Instructions for the task
Each line in the entries that has the word "request" has to be copied.

Input material

PR #456, opened 2019-03-29
Multiple file compilation feature

SchmErik:
This feature allows multiple ASL files to be compiled in the same namespace. This provides a way to detect unresolved external declarations as well as redundant named object declarations during compilation.


SchmErik:
Hi @acpibob this pull request is ready

PR #458, opened 2019-04-09
debugger: use correct printf format specifiers for various integers

ColinIanKing:
Use lu for unsigned longs and zd for sizeof() sizes. Detected by
static analysis with Coverity.


acpibob:
The problem we have had in the past was that “lu” and “zd” are not supported by all compilers. An additional complication is that we need to support both 32-bit and 64-bit compilers.

acpibob:
Technically, not all C libraries.

ColinIanKing:
OK fair comment.

PR #477, opened 2019-07-04
Debugger: remove redundant assignment on ObjDesc

ColinIanKing:
Pointer ObjDesc is being initialized with a value that is never
read and it is being updated later with a new value. The initialization
is redundant and can be removed.

Addresses-Coverity: ("Unused value")


SchmErik:
looks good to me

PR #490, opened 2019-08-07
Static operation region in method

irp20:


acpibob:
Actually, this applies to most all named objects (warn on declaring an object within a method). With the possible exceptions of Integers, Strings, and Buffers.

SchmErik:
closing due to conflicts. Rebased/edited pull request available here: https://github.com/acpica/acpica/pull/551

PR #491, opened 2019-08-07
Check reserved bytes field unit does not extend beyond region limit

irp20:


SchmErik:
This code seems to generate false positives...

SchmErik:
rebased version of this pull request available here: https://github.com/acpica/acpica/pull/587

closing

PR #503, opened 2019-08-27
ASLTS: add option to only execute data table compiler tests

SchmErik:


SchmErik:
updated to include a fix for the -tp option

PR #506, opened 2019-09-26
make acpi_load_table() return table index

SchmErik:
For unloading an ACPI table, it is necessary to provide the index of
the table. The method intended for dynamically loading or hotplug
addition of tables, AcpiLoadTable(), should provide this information
via an optional pointer to the loaded table index.

This patch fixes the table unload function of acpi_configfs.

Reported-by: Andy Shevchenko <andriy.shevchenko@linux.intel.com>
Fixes: d06c47e3dd07f ("ACPI: configfs: Resolve objects on host-directed
table loads")
Signed-off-by: Nikolaus Voss <nikolaus.voss@loewensteinmedical.de>

### DIFF
--- a/source/components/debugger/dbfileio.c
+++ b/source/components/debugger/dbfileio.c
@@ -253,7 +253,7 @@ AcpiDbLoadTables (
     {
         Table = TableListHead->Table;
 
-        Status = AcpiLoadTable (Table);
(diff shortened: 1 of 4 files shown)


SchmErik:
updated with acpiexec tests to exercise new load/unload interfaces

Written answer
Hi @acpibob this pull request is ready
closing due to conflicts. Rebased/edited pull request available here: https://github.com/acpica/acpica/pull/551
rebased version of this pull request available here: https://github.com/acpica/acpica/pull/587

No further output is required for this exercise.